In his exhaustion he lay still for a moment, staring blankly into the sky as the air froze the water that had clung to him for the duration of his ascent. Before long, however, that ever-wary part of him compelled him to regain his feet with whispers of hypothermia, enemies come looking for their operative, and a need to make sure that said operative had indeed been killed this time.
A quick glance over the edge gave him that answer, as well as an even greater desire to pick apart what had been done beneath his foe's skin that allowed him to perform to such incredible standards under such difficult conditions, and a vindictive fantasy that it would be him personally performing the investigation whilst the uncooperative bastard was still conscious.
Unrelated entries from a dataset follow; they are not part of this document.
PR #1191, opened 2015-07-16
Fast user get option [JIRA: RCS-240]

kuenishi:
If `fast_user_get` is turned on, all requests to get user record skip PR=3 get to Riak to avoid unnecessary unavailability. The case this merits is where one of Riak nodes is ~~down~~ slow or going to down, get_fsm should wait for all of them or request fails. For consistency PW=3 when updating user record would be enough. `fast_user_get` is off by default now, but will be on by default in some future.

All riak_test items have passed with this option (except `stats_test` which is currently failing continously), but I don't think additional riak_test for this because current riak_test does not simulate any failure (which we have to do some).

### DIFF
--- a/rel/files/riak_cs.schema
+++ b/rel/files/riak_cs.schema
@@ -216,8 +216,9 @@
 %% to omit PR=all get at retrieving user object. When this is turned
 %% on, instead gets are performed with R=quorum and PR=one to avoid
 %% waiting for responses from slow node. The price for this option is
-%% a very slight possibility of stale user object (such as a list of
-%% owned buckets) being read.
+%% possibility to read stale user object (such as a list of owned
+%% buckets) being read, as well as the list of buckets in a user
+%% record never pruned.
 {mapping, "fast_user_get", "riak_cs.fast_user_get", [
   {default, off},
   {datatype, flag}
--- a/rel/files/riak_cs.schema
+++ b/rel/files/riak_cs.schema
@@ -211,7 +211,13 @@
   {datatype, bytesize}
 ]}.
 
-%% @doc Whether to omit PR=all get at retrieving user info.
+%% @doc When some of the nodes are slow, getting user with PR=all may
+%% make all requests of the user slow. This option stands for whether
+%% to omit PR=all get at retrieving user object. When this is turned
+%% on, instead gets are performed with R=quorum and PR=one to avoid
+%% waiting for responses from slow node. The price for this option is
+%% a very slight possibility of stale user object (such as a list of
+%% owned buckets) being read.
 {mapping, "fast_user_get", "riak_cs.fast_user_get", [
   {default, off},
   {datatype, flag}
--- a/rel/files/riak_cs.schema
+++ b/rel/files/riak_cs.schema
@@ -211,6 +211,12 @@
   {datatype, bytesize}
 ]}.
 
+%% @doc Whether to omit PR=all get at retrieving user info.
+{mapping, "fast_user_get", "riak_cs.fast_user_get", [
+  {default, off},
+  {datatype, flag}
+]}.
+
 %% == Access statistics ==
 
 %% @doc How often to flush the access stats; integer factor of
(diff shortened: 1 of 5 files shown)


shino:
Nice PR! I agree this is great direction for latency improvements.

I give big :+1: for the simple(st) approach of current diff is sufficient for some users like private object storage purpose.  Maybe not in the scope of this PR, for more general purpose or finally to make this fast path by default setting, I want to discuss on pruning of bucket list [1] and consistency.

Pruning path along with fast path can be achieved by using the strong option to get user objects in some of APIs.  To avoid latency issue, such APIs should be not hot APIs.  The tentative list is:
- PUT Bucket S3 API and
- DELETE Bucket S3 API.

For consistency, it would be safer to use strong option for user modifying API calls. These includes following ones as well as above two S3 APIs.
- POST User admin API (create user)
- PUT User admin API (modify user)

It's no problem if these discussion will not be reflected in this PR :) I will just create new issue or PR based on this comment.  Aside from it, any comments/correction/etc are appreciated.

---

[1] Short description of pruning deleted buckets

skip this if you already know about it :)

There is a bucket list in user records and deleted buckets will be there as a kind of tombstone.  These tombstones should be removed in any way eventually in general purpose, e.g. public object storage, to keep the list bounded.  The pruned object will be overwritten _only_ when user objects has been fetched by the strong option.

kuenishi:
Those thoughts are definitely needed when we make this option on by default. However, I thought such APIs finally go to Stanchion and PR=3 and PW=3 saves consistency ... but it does not sound like that ...

In reality, currently most `get_user` call is done via `riak_cs_wm_common` , for all API calls. Maybe we have to make the common module API-aware, which is a little bit more hustle. We also need another riak_test injecting node failure by kill or anything. Let's do it after 2.1.0 get out. Will open another issue for that.

shino:
> However, I thought such APIs finally go to Stanchion and PR=3 and PW=3 saves consistency ... but it does not sound like that ...

Agreeeeeee. Currently some update for bucket is done by stanchion for bucket objects (and maybe user objects) and done by riak_cs for user objects. This is a problem but totally another issue :see_no_evil:

rel/files/riak_cs.schema
```diff
@@ -211,6 +211,12 @@
   {datatype, bytesize}
 ]}.
 
+%% @doc Whether to omit PR=all get at retrieving user info.
```
shino: If this is not hidden, warning should be included that pruning never happens.

shino:
Will :+1: after discussing on riak-cs.conf documentation and rebasing on current develop.

kuenishi:
Updated.

rel/files/riak_cs.schema
kuenishi: What pruning did you mean?

kuenishi:
Updated.

src/riak_cs_user.erl
```diff
@@ -30,6 +30,7 @@
          is_admin/1,
          get_user/2,
          get_user_by_index/3,
+         from_riakc_obj/2,
```
shino: Not used from outside?

kuenishi: Ah. This was remain of my effort to try consistency updating user object. Fruitless effort without strong consistency.

kuenishi:
Updated.

shino:
@borshop merge

kuenishi:
For release note:

~~Add an option to replace N=all user get option with N=quorum just before authentication. This improves all latency especially in presence of slow (or actually-failing) node, who blocks the whole request flow because of N=all. The price of turning this on is, A user's owned bucket list is never pruned after a bucket is deleted, instead just marked as deleted (RCS-242 / #1193 (RCS-242) (RCS-242) ).~~ This is wrong.

kuenishi:
For release note (correct version):

Add an option to replace `PR=all` user get option with `PR=one` and `R=quorum` just before authentication. This improves all latency especially in presence of slow (or actually-failing) node, who blocks the whole request flow because of `PR=all`. The price of turning this on is, A user's owned bucket list is never pruned after a bucket is deleted, instead just marked as deleted (RCS-242 / #1193 (RCS-242) (RCS-242) (RCS-242) (RCS-242) (RCS-242) (RCS-242) )

PR #1195, opened 2015-07-17
Fix two lines of wrong rtcs:pass() usage in access_stats_test

shino:
The bug was introduced at commit a07eb28cbb3500d2295e395504851c42f29e5055.
This PR is a partial revert ot it.


kuenishi:
@borshop merge

PR #1196, opened 2015-07-21
Add max_scheduled_delete_manifests config into cuttlefish schema [RCS-247]

ksauzz:
This PR contains:
- add max_scheduled_delete_manifests into riak_cs.schema
- change default value of max_scheduled_delete_manifests from unlimited to 50

Changing the default value seems to need a discussion. However, in my opinion, it would be worth to change the default value from `unlimited`, since sometimes manifest histories grows up to large size in some use-case.

### DIFF
--- a/src/riak_cs_gc.erl
+++ b/src/riak_cs_gc.erl
@@ -311,7 +311,7 @@ set_leeway_seconds(_LeewaySeconds) ->
 max_scheduled_delete_manifests() ->
     case application:get_env(riak_cs, max_scheduled_delete_manifests) of
         undefined ->
-            unlimited;
+            ?DEFAULT_MAX_SCHEDULED_DELETE_MANIFESTS;
         {ok, MaxCount} ->
             MaxCount
     end.
--- a/include/riak_cs_gc.hrl
+++ b/include/riak_cs_gc.hrl
@@ -94,6 +94,7 @@
 -define(DEFAULT_GC_BATCH_SIZE, 1000).
 -define(DEFAULT_GC_WORKERS, 2).
 -define(EPOCH_START, <<"0">>).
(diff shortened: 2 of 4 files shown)


src/riak_cs_gc.erl
```diff
@@ -311,7 +311,7 @@ set_leeway_seconds(_LeewaySeconds) ->
 max_scheduled_delete_manifests() ->
     case application:get_env(riak_cs, max_scheduled_delete_manifests) of
```
shino, line 312: Case branch for `unlimited` is needed.

ksauzz, line 312: `unlimited` matches `{ok, MaxCount}` branch, right?

shino, line 312: You are right! :see_no_evil:

ksauzz, line 312: m9(^Д^)

shino:
> it would be worth to change the default value from unlimited, since
>  sometimes manifest histories grows up to large size in some
>  use-case.

:+1:

Because `scheduled_delete` state is tombstone in order to prevent resurrection of
deleted UUIDs, finite value for `max_scheduled_delete_manifests` may results
in resurrection.  Nonetheless, bloated manifest object history will do
harm in performance and/or memory footprint.
The usage pattern that is affected by finite value is frequent overwriting
for certain key, then one can expect resurrection will be repaired soon
even if it happens.

P.S. (just for information)

There is another pruning logic in riak cs based on deleted time,
enabled by default.  If a `scheduled_delete` manifest that is older
than leeway period (by default, 24hours), it is pruned in memory. If
manifest overwrite happens (e.g. PUT Object), pruned history is stored
in Riak.

shino:
@borshop merge

PR #1198, opened 2015-07-23
Misc improvements around build

shino:
This PR consists of three independent commits.
- Add compile-riak-test to dependency of copile target c2f8057
- Skip deps in clean-riak-test 03628e9
- Add `--all` option to "git add" to suppress deprecation warning 01c7b81

### DIFF
--- a/Makefile
+++ b/Makefile
@@ -43,7 +43,7 @@ clean-client-test:
 	@./rebar client_test_clean
 
 clean-riak-test:
-	@./rebar riak_test_clean
+	@./rebar riak_test_clean skip_deps=true
 
 deps:
 	@./rebar get-deps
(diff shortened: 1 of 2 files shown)


shino:
Example of warning message from `git add` without `--all` is like this:

```
warning: You ran 'git add' with neither '-A (--all)' or '--ignore-removal',
whose behaviour will change in Git 2.0 with respect to paths you removed.
Paths like 'current/dev/dev1/data/generated.configs/app.2015.07.23.15.21.35.config' that are
removed from your working tree are ignored with this version of Git.

* 'git add --ignore-removal <pathspec>', which is the current default,
  ignores paths you removed from your working tree.

* 'git add --all <pathspec>' will let you also record the removals.

Run 'git status' to check the paths you removed from your working tree.
```

shino:
@borshop merge

PR #1218, opened 2015-08-14
Bugfix: Missing keys in JSON for detailed storage calc of empty buckets [JIRA: RCS-267]

shino:
Fix missing `"Objects"` and `"Bytes"` keys in storage stats for empty
buckets.

Before this PR, detailed storage calc JSON result for empty
buckets looks like:

```
{
    "bucket-1": {},
    "bucket-2": {},
    "EndTime": "20150814T023756Z",
    "StartTime": "20150814T023756Z"
}
```

Because non-detialed storage calc adds keys of `"Objects"` and
`"Bytes"` even for empty buckets, this PR adds such keys for detailed
ones and riak_test assertions for such empty bucket storage calc.


Basho-JIRA:
For relnote: No need to mention because a bug fix for 2.1.0 development cycle. 

**_[posted via JIRA by Shunichi Shinohara]**_

kuenishi:
@borshop merge

PR #1228, opened 2015-08-27
Increase request pool size on external client tests [JIRA: RCS-280]

ksauzz:
This PR has 2 changes:
- Improve rtcs:setup/x to merge specified prams into default prams
- Increase request_pool size on external client tests

Sometimes request pool workers of poolboy is exhausted on external_client_tests, then it causes the
test fails, since external_client_tests runs individual client tests concurrently using 'make -j 8'.
So pool size should be increased enough.
I changed rtcs:setup to merge specified params into default configs before Increasing pool size, to do it easily.

### DIFF
--- a/riak_test/src/rtcs.erl
+++ b/riak_test/src/rtcs.erl
@@ -33,7 +33,7 @@
 -define(CSDEV(N), list_to_atom(?CSDEVS(N))).
 
 setup(NumNodes) ->
-    setup(NumNodes, rtcs_config:default_configs(), current).
+    setup(NumNodes, [], current).
 
 setup(NumNodes, Configs) ->
     setup(NumNodes, Configs, current).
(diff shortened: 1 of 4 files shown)


kuenishi:
The reason why we had small connection pools by default is to find bugs by setting more tight parameters. If it's an issue in specific test, the parameters should be specified in each test setup, external_client_tests for this case.

kuenishi:
Fm, I was wrong ^^;

ksauzz:
ha, my 3rd line in the description was unclear. Updated.

shino:
Simpler API than before. Nice change :smile:

shino:
+1 14c47a1

shino:
@borshop merge

kuenishi:
No release note needed as this is a test code update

An idea surfaced in his mind that would allow at least some gratification, assuming it worked, but at this point Shepard had no other cards to play. He was already aching when the energy started to flow within him, so he barely noticed the new flavour it took as he reached out towards the man struggling towards the surface, and as carefully and delicately as he could, increased his mass.
He watched Rawne flounder ceaselessly, just a metre or two below the surface, for minutes on end, his posture mirroring the drowning, freezing man's movements as they became more and more feeble, the hand he held to bear on the traitor developing a tremor, his knees locked to keep them from shaking and betraying his balance. Finally, the albino was still, and by now the N7 was actually trying to support him just enough to keep him from sinking into the depths, and still Thaddaeus waited, until a film of ice had begun to form over the surface and he reasoned that if Rawne wasn't dead by now, nothing else he could do would keep him from being beaten. Then he pulled the man from the water and deposited him on the ice, immediately collapsing into a seating position beside him and pouring the remainder of his will into retaining his tenuous grip on consciousness.
He didn't even notice when he failed.